I am now scaling back my tattooing and accepting less projects and projects I am most interested in so I can truly create the best art possible for the client. This has freed up more time for my family, as well as other projects. I am now creating much more art on canvas and pottery, and I have also had time to get back into music. I am working on a new album for my Spanish flamenco inspired solo folk project called “Spanish Castles” which is a cross over of classical, nylon string acoustic guitar with mediterranean inspired folk music.
I look forward to meeting new tattoo clients and my future art / music shows I will be doing.

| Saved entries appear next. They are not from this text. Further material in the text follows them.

PR #2161, opened 2026-05-25
fix(cli): accept nested internal body schemas

### LINKED ISSUE #1267: spec-parser: internal YAML body field can't express nested-object POST shapes (GraphQL, Power BI, Slack)
## Summary
The internal YAML spec format's `body:` field is typed as `[]Param` (a flat list of `name + type + description`). This works for simple flat-body POSTs (most REST APIs) but cannot express common richer shapes:

- **GraphQL** (`{query: string, variables: object}`)
- **Power BI executeQueries** (`{queries: [{query: string}], serializerSettings: {includeNulls: bool}, impersonatedUserName: string}`)
- **Slack chat.postMessage** (`{channel, text, blocks: [...]}`)
- **Stripe POST /v1/customers** (`{name, address: {line1, city, ...}, metadata: {key: value}}`)

When an agent hand-writes an internal YAML spec for an API without an OpenAPI, this limitation forces dropping the endpoint from the spec and hand-coding the entire POST command (Go struct types, JSON encoding, validation). The Power BI CLI's `dax run` command is ~270 lines of hand-written code that the generator could have scaffolded if the spec could express the body shape.

First attempt that triggered the error:

```yaml
endpoints:
  execute_queries:
    method: POST
    path: /datasets/{datasetId}/executeQueries
    body:
      schema:
        type: object
        properties:
          queries:
            type: array
            items:
              type: object
              properties:
                query:
                  type: string
```

Parser response:

```
Error: parsing spec ...powerbi-spec.yaml: yaml: unmarshal errors:
  line 175: cannot unmarshal !!map into []spec.Param
  line 211: cannot unmarshal !!map into []spec.Param
```

The agent's first instinct (OpenAPI-style nested) is rejected; the only working shape is the flat `[]Param`, which doesn't fit.

## Why it matters
Affects any rich-body POST/PUT endpoint in any API without an OpenAPI spec (which is the case the internal YAML format exists for). Three named APIs with evidence:
- **GitHub GraphQL** — POST /graphql body is `{query, variables}` — every GraphQL API has this shape.
- **Slack chat.postMessage** — POST with `blocks` and `attachments` arrays of typed objects.
- **Stripe POST /v1/customers** — nested `address` object and `metadata` map.

For all three, agents either hand-build the entire command or skip the endpoint.

## Proposed fix
Extend the spec parser at `internal/spec/` to accept `body:` as either of:

1. The current `[]Param` flat-list shape (for simple bodies — preserves backward compatibility).
2. A new object-with-properties shape that maps to JSON Schema-lite:

```yaml
body:
  properties:
    queries:
      type: array
      items:
        type: object
        properties:
          query: { type: string, required: true }
    serializerSettings:
      type: object
      properties:
        includeNulls: { type: bool }
```

When the body is the object shape, the generator emits a typed Go struct + JSON encoding in the generated command, plus flags for the top-level scalar fields and a `--body-file` flag for the user to supply the nested portion as JSON. This is the same pattern OpenAPI-sourced commands already produce — the work is making it available for hand-crafted specs.

## Acceptance criteria
- **Positive:** A fixture spec declaring a GraphQL-shaped body (`{query: string, variables: object}`) parses successfully and the generated command emits a typed struct with `--query` and `--variables-file` flags.
- **Positive:** Existing `body: [{name, type}]` flat-list syntax still works unchanged (backward compat).
- **Positive:** A nested body with array-of-objects (`{queries: [{query: string}]}`) emits a slice of typed structs.
- **Negative:** Malformed body shapes produce a clear parser error pointing to the failing line, not the current "cannot unmarshal !!map into []spec.Param" YAML internal message.

## Scope boundary
Does NOT include full OpenAPI-equivalence with `$ref`s and discriminators — just the common nested-object and array-of-objects shapes. Composition via `$ref` can be a future increment.

## Component
`comp:spec-parser` — `internal/spec/`. Plus generator template work for POST/PUT command emission.

## Related issues
- #1240 — POST/PUT files balloon to >40k lines for deeply-nested types and OOM the Go compiler. Different direction (output too big) but same general territory (request body schemas). Worth keeping the fix here from regressing #1240's compile-time problem.

## Source
Retro from a Power BI CLI generation, Run 20260512-201900. Cost ~270 lines of hand-written `internal/cli/dax.go` that scaffolding could have absorbed most of.

tmchow:
## Summary

Internal YAML specs can now describe JSON-schema-lite request bodies with `body.properties` or `body.schema.properties`, including nested object and array shapes copied from API docs. Printed CLIs expose reachable scalar leaves as typed body flags, and generated MCP tools plus `tools-manifest.json` now publish the same nested body inputs so agent calls build the same request payload.

The legacy list-style `body:` format remains supported, and the Printing Press skill reference now documents the object-schema form.

Closes #1267

## Verification

- `go test ./internal/spec -run TestParseBodyObjectSchemaMalformed -count=1`
- `go test ./internal/generator -run 'TestGenerateInternalYAMLBodyObjectSchema|TestGenerateRenamesObjectBodyFieldCollidingWithPathParam' -count=1`
- `go test ./internal/pipeline -run TestWriteToolsManifest_NestedBodyParamsMatchPublicSurface -count=1`
- `go test ./internal/spec ./internal/generator ./internal/pipeline`
- `scripts/golden.sh verify`
- `go test ./...`
- `git diff --check`
- `golangci-lint run ./internal/spec/...`


tmchow:
@greptileai

PR #2318, opened 2026-05-26
feat(generator): emit atomic OAuth refresh-token rotation package

shardin2:
## Summary
- New `spec.Auth.AtomicRefreshTokens bool` flag gates emission of an `internal/tokens/` package with atomic-rename `tokens.json` persistence, interprocess flock, NDJSON audit log, macOS Keychain backend, and `ClientIDSuffix` integrity check. Targets providers whose refresh_token rotates on every use (Withings, Strava, Fitbit pattern), where naive `os.WriteFile` persistence can lose rotations between request-send and response-receive and forces weekly re-OAuth.
- Six new templates (`tokens_{audit,keychain,store,refresh,store_test,refresh_test}.go.tmpl`) plus an emission predicate `hasAtomicRefreshTokens()` wired into `renderOptionalSupportFiles` in `generator.go`.
- `doctor.go.tmpl` gains a `hasUsableTokensFile()` helper and a 3-source auth check (`config.toml AuthHeader` → `tokens.json` bearer → env-derived OAuth inputs) gated on the same spec field. Previously, env-driven and `tokens.json`-backed setups produced a false `not configured` verdict.

## Background
Verified during a real Withings CLI migration where multiple legitimate auth setups all produced `auth: not configured` from `doctor` while five successful token rotations proved auth worked. The hand-authored `internal/tokens/` lived as a `.printing-press-patches.json` preservation entry; this PR upstreams it as a structural emission so the fix is regenerated instead of preservation-dependent.

## Test plan
- [x] `go build ./...` from repo root — PASS
- [x] `pp generate --spec <spec-with-atomic_refresh_tokens:true> --output <tmpdir>` — emits `internal/tokens/*` + `internal/cli/doctor.go` with the env-aware switch
- [x] Post-generation shipcheck (`go mod tidy`, `govulncheck`, `go vet`, `go build`, runnable binary, `--help`, `version`, `doctor`) — all PASS
- [x] Diff vs prior hand-authored library (`internal/tokens/`): comments-only differences + the `DO NOT EDIT` generated-header line + a defensible `url`→`tokenURL` rename to avoid colliding with the imported `net/url` package
- [x] `grep` of emitted `doctor.go` matches `hasUsableTokensFile`, `case hasUsableTokensFile()`, `"oauth2:tokens.json"`, `configured (login pending)` — 3-source switch landed
- [ ] CI on this PR

## Backward compatibility
- The flag defaults to `false`. Specs that don't set `atomic_refresh_tokens: true` emit no `internal/tokens/` directory and no behavior changes.
- `doctor.go.tmpl` auth-check is `{{- if .Auth.AtomicRefreshTokens}} ... {{- else}} ... {{- end}}` — the existing branch is preserved verbatim for specs without the flag set.
- `os` import in `doctor.go.tmpl` was already gated on several upstream conditions; this PR adds `.Auth.AtomicRefreshTokens` to that OR-list so the import only appears when actually needed.


tmchow:
Please don't submit PRs without an issue filed first. It helps ability to correctly review and triage things.

shardin2:
It sounds like drive-by PRs without issues create more cleanup than they save. You're probably looking at this thinking somebody dumped half-finished code on you and expected you to do the triage work for them.

Both findings from Greptile are correct. The Withings-specific assumptions shouldn't have been generalized into the upstream templates, and the keychain `Clear()` error-swallowing is a real bug regardless of provider.

Closing this. Would it be ridiculous to file an issue first describing what I was trying to solve (atomic refresh-token rotation for providers whose refresh_token rotates on every use), and let you decide whether it's a fit before any code lands?

Either way, sorry for the noise.

PR #2333, opened 2026-05-26
fix(cli): make agentcookie soft + stop publishing plans

### LINKED ISSUE #2320: generator: private agentcookie dependency breaks cookie-auth CLI builds
**Component:** generator · **Priority:** P1 · Filed from a `/printing-press` retro (streeteasy, cookie-auth, HAR-sourced).

## What happened
`generate` for an `auth.type: cookie` CLI emitted `require github.com/mvanhorn/agentcookie v0.14.0-beta.1` in `go.mod` and `import ".../agentcookie/pkg/agentcookiesecret"` in `internal/config/config.go`. That module is not publicly accessible — `git ls-remote https://github.com/mvanhorn/agentcookie` returns "Repository not found" (and the same over the SSH `insteadOf` rewrite). So `go mod tidy` and the `go build` quality gate fail for **any** cookie/composed-auth CLI on a machine without access to that repo.

The failure is opaque: it surfaces as cascading test-dependency resolution errors across `mark3labs/mcp-go` and `modernc.org/sqlite`, all blocked on fetching the agentcookie go.mod.

## Root cause
The cookie-auth template path unconditionally wires the agentcookie secrets-bus integration into `config.go` + `go.mod`, depending on a private/unpublished module. The integration is *optional* at runtime (it's a secrets-bus override layered on top of the normal env/config cookie read), but it's a hard build-time dependency.

## Frequency
Every cookie / composed / session-handshake-auth CLI (auth-type-gated, deterministic from the template) — independent of API shape or spec source.

## Durable fix
The generator must not emit a `require`/`import` on a non-public module by default. Either make `agentcookie` public, gate the secrets-bus import behind a build tag / spec opt-in flag, or drop it from the default cookie-auth emission so a clean cookie-auth CLI builds against public modules only.

## Acceptance criteria
- **positive:** generate a cookie-auth CLI on a machine without agentcookie access → `go mod tidy && go build ./...` passes.
- **negative:** with the integration opted in and the dep available, the agentcookie secrets-bus path is still emitted.

## Evidence
`generate` quality gate failed repeatedly with `github.com/mvanhorn/agentcookie@v0.14.0-beta.1: reading .../go.mod ...: Repository not found`. De-vendoring the optional secrets-bus block from `config.go` + removing the `go.mod` require unblocked the build (env/config cookie path unaffected).

## Related
#981 (cookie securityScheme header-vs-cookie wiring) — adjacent cookie-auth area, distinct defect.

mvanhorn:
## Summary

Two unrelated-but-coincident fixes. Newly printed CLIs fail to install because they require a private repo:

1. **agentcookie integration is now soft.** PR #1972 added `require github.com/mvanhorn/agentcookie v0.14.0-beta.1` to every newly-printed CLI's `go.mod` whenever the CLI had non-cookie auth. The `agentcookie` module is private, so `go install <any-pp-cli>@latest` now fails `go mod download` for anyone without read access. This branch strips the require, removes the typed import from the generated config loader, and replaces it with a stdlib-only stat for `.agentcookie-managed` in the same directory as the config file. When the marker is present, `auth_source` upgrades to `"agentcookie"`; when absent, the CLI behaves exactly as it did pre-#1972 (no import, no network call, no error).

2. **Plan documents are no longer tracked.** `docs/plans/` had ~200 plans committed and pushed to this public repo, frequently describing in-progress or unreleased work. `/docs/plans/` is now in `.gitignore`; the previously-tracked files are removed from the index (working-tree copies preserved). Historical plans remain visible in git history per explicit direction; no force-push.

## Why this is a `fix`, not a `feat` or breaking change

The contract every printed CLI promises is "installs cleanly via `go install`." That contract is being restored, not changed. Per AGENTS.md's "Breaking changes" criteria, removing emitted go.mod content does not qualify as `!` when the removal undoes a regression rather than altering a documented surface.

## What ships

| Commit | Concern |
|--------|---------|
| `chore(cli): untrack docs/plans from public repo` | gitignore + `git rm --cached` + AGENTS.md rule + presence test |
| `fix(cli): drop private agentcookie require from generated CLIs` | template diffs + helper cleanup + golden regen |
| `feat(cli): soft-detect agentcookie-managed credentials via on-disk marker` | stdlib marker stat + doctor line + README paragraph + per-fork test |
| `test(cli): guard against private-module requires in generated go.mod` | structural CI guard with extensible prefix list |

## Test plan

- [x] `go test ./...` — 5868 tests pass (was 5858; +3 from soft-detection test, +7 from private-dep guard test)
- [x] `scripts/golden.sh verify` — 25 cases pass after intentional golden regen for the template diffs
- [x] `golangci-lint run ./...` — no issues
- [ ] After merge: confirm release-please opens a `v4.15.0 -> v4.15.1` PR with the regression callout
- [ ] After release: `go install <a representative pp-cli>@latest` from a shell with no GitHub auth completes without error

Fixes #2320


tmchow:
@Greptileai review

tmchow:
@Greptileai review

tmchow:
@mergify queue

tmchow:
@Mergifyio queue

Are there any books, videos, essays or other resources that have significantly impacted your management and entrepreneurial thinking and philosophy?
I am quite an avid reader. I always had the motto of “I am not going to take advice on success and wealth from unsuccessful people, and since I do not know billionaires, I will read their books”. I have read so many books that I can’t off the top of my head remember specifics, but I do have a massive library in my home recording studio / art space. There was a very important one from a guy who was huge in marketing, I think it was “damn good advice for creative people” or something like this. Always enjoyed that one. I also read the art of war because I heard on NPR once a lot of CEO’s use this for business tactics. Meditations from Marcus Aurelias, many amazing helpful quotes in the Bible, and so many more. I would recommend reading books from successful people and get off the internet. Even just reading in general is calming, clears your head, and helps you become more creative the next day.

We often hear about learning lessons – but just as important is unlearning lessons. Have you ever had to unlearn a lesson?
Major life lesson in general – is something my mentor had told me early on in tattooing. “No good deed goes unpunished”. This has stuck with me over the years as I am always quite friendly, helpful and I want everyone to make it to the top with me. Over the years you learn that most people are quite greedy and sinister and only befriend people with the intention of getting something from them.
Working in Los Angeles is the worst for that and have had many supposed friends take and give nothing back. Once I had a friend at a shop ask me to have a drink with him. At the bar he asked me what he was doing wrong in tattooing to have so few clients. On the verge of tears, telling me how awful life is, how unfair everyone is to him, how he just needs a leg up somehow. I gave him a lot of unearned advice he did not deserve and told him everything I did to get to my position; and told him to focus on his realism as that was his strong suit. He went home that night. Deleted his entire portfolio. Got the new computer program that just released that week, and began drawing identical geometric designs to what I had worked my life creating. He then began messaging my social media followers and telling clients walking into the shop “Kirk is booked and very expensive, I can do the same designs today, for half the price.” He then began hitting up all of my friends to guest spot, do conventions, and slimed his way up the industry.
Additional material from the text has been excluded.